(Data entries)
▽
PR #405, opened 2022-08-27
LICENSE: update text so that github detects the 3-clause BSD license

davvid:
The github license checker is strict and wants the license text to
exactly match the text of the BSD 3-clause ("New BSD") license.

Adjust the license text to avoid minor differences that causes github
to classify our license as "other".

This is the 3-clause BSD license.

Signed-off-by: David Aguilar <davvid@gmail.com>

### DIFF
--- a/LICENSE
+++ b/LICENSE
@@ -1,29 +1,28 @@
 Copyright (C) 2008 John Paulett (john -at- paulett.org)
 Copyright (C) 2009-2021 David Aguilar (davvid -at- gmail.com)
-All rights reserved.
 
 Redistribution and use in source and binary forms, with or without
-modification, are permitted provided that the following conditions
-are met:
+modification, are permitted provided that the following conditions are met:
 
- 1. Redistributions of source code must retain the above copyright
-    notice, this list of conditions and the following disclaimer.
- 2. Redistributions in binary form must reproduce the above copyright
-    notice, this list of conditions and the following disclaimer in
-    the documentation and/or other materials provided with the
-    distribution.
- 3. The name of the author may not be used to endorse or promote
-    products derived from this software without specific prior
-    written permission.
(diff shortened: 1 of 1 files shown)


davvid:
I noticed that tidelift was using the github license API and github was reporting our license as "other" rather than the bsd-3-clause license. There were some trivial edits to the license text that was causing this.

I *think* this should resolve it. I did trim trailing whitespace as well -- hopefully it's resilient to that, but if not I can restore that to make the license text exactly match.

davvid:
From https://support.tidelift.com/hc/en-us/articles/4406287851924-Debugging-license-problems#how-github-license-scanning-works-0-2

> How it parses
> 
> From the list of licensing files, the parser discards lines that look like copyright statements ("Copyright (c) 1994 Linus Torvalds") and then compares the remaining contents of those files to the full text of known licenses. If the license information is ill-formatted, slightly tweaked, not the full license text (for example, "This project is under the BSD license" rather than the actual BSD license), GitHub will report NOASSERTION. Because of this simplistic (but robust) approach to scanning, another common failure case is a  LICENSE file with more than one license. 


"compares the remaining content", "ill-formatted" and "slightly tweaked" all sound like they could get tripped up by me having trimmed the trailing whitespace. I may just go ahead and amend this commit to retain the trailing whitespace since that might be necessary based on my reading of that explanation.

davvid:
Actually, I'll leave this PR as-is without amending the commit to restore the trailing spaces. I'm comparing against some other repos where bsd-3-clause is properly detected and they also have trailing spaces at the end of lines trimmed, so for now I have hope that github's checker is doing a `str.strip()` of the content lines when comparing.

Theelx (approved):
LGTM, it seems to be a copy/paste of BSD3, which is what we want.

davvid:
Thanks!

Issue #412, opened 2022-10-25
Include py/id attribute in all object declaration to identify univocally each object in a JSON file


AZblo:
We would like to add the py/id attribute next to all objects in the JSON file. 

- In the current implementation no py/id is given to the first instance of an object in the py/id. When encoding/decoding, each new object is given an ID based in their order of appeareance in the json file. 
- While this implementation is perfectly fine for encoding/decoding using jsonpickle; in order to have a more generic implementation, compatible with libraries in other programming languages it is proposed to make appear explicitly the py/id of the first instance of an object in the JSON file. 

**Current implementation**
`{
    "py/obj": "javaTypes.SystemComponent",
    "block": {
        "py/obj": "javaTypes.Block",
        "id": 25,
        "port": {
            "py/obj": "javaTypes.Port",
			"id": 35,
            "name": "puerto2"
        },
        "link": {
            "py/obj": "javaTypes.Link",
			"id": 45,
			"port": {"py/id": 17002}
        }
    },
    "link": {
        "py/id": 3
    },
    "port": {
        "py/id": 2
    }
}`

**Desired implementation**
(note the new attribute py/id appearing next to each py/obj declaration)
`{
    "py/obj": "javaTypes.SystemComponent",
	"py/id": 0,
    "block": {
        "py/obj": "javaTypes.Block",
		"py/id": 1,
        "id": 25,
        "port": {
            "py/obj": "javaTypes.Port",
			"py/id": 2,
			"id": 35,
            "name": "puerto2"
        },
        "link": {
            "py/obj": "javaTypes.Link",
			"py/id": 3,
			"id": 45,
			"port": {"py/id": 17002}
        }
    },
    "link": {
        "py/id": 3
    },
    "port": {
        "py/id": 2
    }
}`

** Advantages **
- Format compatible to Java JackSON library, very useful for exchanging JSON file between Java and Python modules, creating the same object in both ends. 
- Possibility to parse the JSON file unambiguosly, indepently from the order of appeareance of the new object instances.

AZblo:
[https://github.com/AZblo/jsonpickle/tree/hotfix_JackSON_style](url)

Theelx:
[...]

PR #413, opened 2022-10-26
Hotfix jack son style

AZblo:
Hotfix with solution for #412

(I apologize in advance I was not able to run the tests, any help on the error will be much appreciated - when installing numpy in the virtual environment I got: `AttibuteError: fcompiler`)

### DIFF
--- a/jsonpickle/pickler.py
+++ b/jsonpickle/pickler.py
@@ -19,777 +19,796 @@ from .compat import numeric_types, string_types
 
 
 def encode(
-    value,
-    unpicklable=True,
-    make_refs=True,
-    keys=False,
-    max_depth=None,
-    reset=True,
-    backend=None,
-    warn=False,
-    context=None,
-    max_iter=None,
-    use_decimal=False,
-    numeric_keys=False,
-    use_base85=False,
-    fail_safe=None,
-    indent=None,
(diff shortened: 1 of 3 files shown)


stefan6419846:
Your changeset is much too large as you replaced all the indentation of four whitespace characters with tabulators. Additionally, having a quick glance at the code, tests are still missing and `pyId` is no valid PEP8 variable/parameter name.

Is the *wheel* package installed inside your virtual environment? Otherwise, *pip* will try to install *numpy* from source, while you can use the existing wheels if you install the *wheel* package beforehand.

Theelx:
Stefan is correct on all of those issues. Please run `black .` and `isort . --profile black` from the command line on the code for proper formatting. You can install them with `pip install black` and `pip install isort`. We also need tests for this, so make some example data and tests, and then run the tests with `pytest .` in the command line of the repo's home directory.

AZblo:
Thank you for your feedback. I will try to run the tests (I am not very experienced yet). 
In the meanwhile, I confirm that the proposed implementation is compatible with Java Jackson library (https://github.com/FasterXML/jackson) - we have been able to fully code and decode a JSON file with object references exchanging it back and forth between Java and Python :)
△
Work task - Each record above has to be retyped exactly, with nothing left out.

Result of the task -
PR #405, opened 2022-08-27
LICENSE: update text so that github detects the 3-clause BSD license

davvid:
The github license checker is strict and wants the license text to
exactly match the text of the BSD 3-clause ("New BSD") license.

Adjust the license text to avoid minor differences that causes github
to classify our license as "other".

This is the 3-clause BSD license.

Signed-off-by: David Aguilar <davvid@gmail.com>

### DIFF
--- a/LICENSE
+++ b/LICENSE
@@ -1,29 +1,28 @@
 Copyright (C) 2008 John Paulett (john -at- paulett.org)
 Copyright (C) 2009-2021 David Aguilar (davvid -at- gmail.com)
-All rights reserved.
 
 Redistribution and use in source and binary forms, with or without
-modification, are permitted provided that the following conditions
-are met:
+modification, are permitted provided that the following conditions are met:
 
- 1. Redistributions of source code must retain the above copyright
-    notice, this list of conditions and the following disclaimer.
- 2. Redistributions in binary form must reproduce the above copyright
-    notice, this list of conditions and the following disclaimer in
-    the documentation and/or other materials provided with the
-    distribution.
- 3. The name of the author may not be used to endorse or promote
-    products derived from this software without specific prior
-    written permission.
(diff shortened: 1 of 1 files shown)


davvid:
I noticed that tidelift was using the github license API and github was reporting our license as "other" rather than the bsd-3-clause license. There were some trivial edits to the license text that was causing this.

I *think* this should resolve it. I did trim trailing whitespace as well -- hopefully it's resilient to that, but if not I can restore that to make the license text exactly match.

davvid:
From https://support.tidelift.com/hc/en-us/articles/4406287851924-Debugging-license-problems#how-github-license-scanning-works-0-2

> How it parses
> 
> From the list of licensing files, the parser discards lines that look like copyright statements ("Copyright (c) 1994 Linus Torvalds") and then compares the remaining contents of those files to the full text of known licenses. If the license information is ill-formatted, slightly tweaked, not the full license text (for example, "This project is under the BSD license" rather than the actual BSD license), GitHub will report NOASSERTION. Because of this simplistic (but robust) approach to scanning, another common failure case is a  LICENSE file with more than one license. 


"compares the remaining content", "ill-formatted" and "slightly tweaked" all sound like they could get tripped up by me having trimmed the trailing whitespace. I may just go ahead and amend this commit to retain the trailing whitespace since that might be necessary based on my reading of that explanation.

davvid:
Actually, I'll leave this PR as-is without amending the commit to restore the trailing spaces. I'm comparing against some other repos where bsd-3-clause is properly detected and they also have trailing spaces at the end of lines trimmed, so for now I have hope that github's checker is doing a `str.strip()` of the content lines when comparing.

Theelx (approved):
LGTM, it seems to be a copy/paste of BSD3, which is what we want.

davvid:
Thanks!

Issue #412, opened 2022-10-25
Include py/id attribute in all object declaration to identify univocally each object in a JSON file


AZblo:
We would like to add the py/id attribute next to all objects in the JSON file. 

- In the current implementation no py/id is given to the first instance of an object in the py/id. When encoding/decoding, each new object is given an ID based in their order of appeareance in the json file. 
- While this implementation is perfectly fine for encoding/decoding using jsonpickle; in order to have a more generic implementation, compatible with libraries in other programming languages it is proposed to make appear explicitly the py/id of the first instance of an object in the JSON file. 

**Current implementation**
`{
    "py/obj": "javaTypes.SystemComponent",
    "block": {
        "py/obj": "javaTypes.Block",
        "id": 25,
        "port": {
            "py/obj": "javaTypes.Port",
			"id": 35,
            "name": "puerto2"
        },
        "link": {
            "py/obj": "javaTypes.Link",
			"id": 45,
			"port": {"py/id": 17002}
        }
    },
    "link": {
        "py/id": 3
    },
    "port": {
        "py/id": 2
    }
}`

**Desired implementation**
(note the new attribute py/id appearing next to each py/obj declaration)
`{
    "py/obj": "javaTypes.SystemComponent",
	"py/id": 0,
    "block": {
        "py/obj": "javaTypes.Block",
		"py/id": 1,
        "id": 25,
        "port": {
            "py/obj": "javaTypes.Port",
			"py/id": 2,
			"id": 35,
            "name": "puerto2"
        },
        "link": {
            "py/obj": "javaTypes.Link",
			"py/id": 3,
			"id": 45,
			"port": {"py/id": 17002}
        }
    },
    "link": {
        "py/id": 3
    },
    "port": {
        "py/id": 2
    }
}`

** Advantages **
- Format compatible to Java JackSON library, very useful for exchanging JSON file between Java and Python modules, creating the same object in both ends. 
- Possibility to parse the JSON file unambiguosly, indepently from the order of appeareance of the new object instances.

AZblo:
[https://github.com/AZblo/jsonpickle/tree/hotfix_JackSON_style](url)

Theelx:
[...]

PR #413, opened 2022-10-26
Hotfix jack son style

AZblo:
Hotfix with solution for #412

(I apologize in advance I was not able to run the tests, any help on the error will be much appreciated - when installing numpy in the virtual environment I got: `AttibuteError: fcompiler`)

### DIFF
--- a/jsonpickle/pickler.py
+++ b/jsonpickle/pickler.py
@@ -19,777 +19,796 @@ from .compat import numeric_types, string_types
 
 
 def encode(
-    value,
-    unpicklable=True,
-    make_refs=True,
-    keys=False,
-    max_depth=None,
-    reset=True,
-    backend=None,
-    warn=False,
-    context=None,
-    max_iter=None,
-    use_decimal=False,
-    numeric_keys=False,
-    use_base85=False,
-    fail_safe=None,
-    indent=None,
(diff shortened: 1 of 3 files shown)


stefan6419846:
Your changeset is much too large as you replaced all the indentation of four whitespace characters with tabulators. Additionally, having a quick glance at the code, tests are still missing and `pyId` is no valid PEP8 variable/parameter name.

Is the *wheel* package installed inside your virtual environment? Otherwise, *pip* will try to install *numpy* from source, while you can use the existing wheels if you install the *wheel* package beforehand.

Theelx:
Stefan is correct on all of those issues. Please run `black .` and `isort . --profile black` from the command line on the code for proper formatting. You can install them with `pip install black` and `pip install isort`. We also need tests for this, so make some example data and tests, and then run the tests with `pytest .` in the command line of the repo's home directory.

AZblo:
Thank you for your feedback. I will try to run the tests (I am not very experienced yet). 
In the meanwhile, I confirm that the proposed implementation is compatible with Java Jackson library (https://github.com/FasterXML/jackson) - we have been able to fully code and decode a JSON file with object references exchanging it back and forth between Java and Python :)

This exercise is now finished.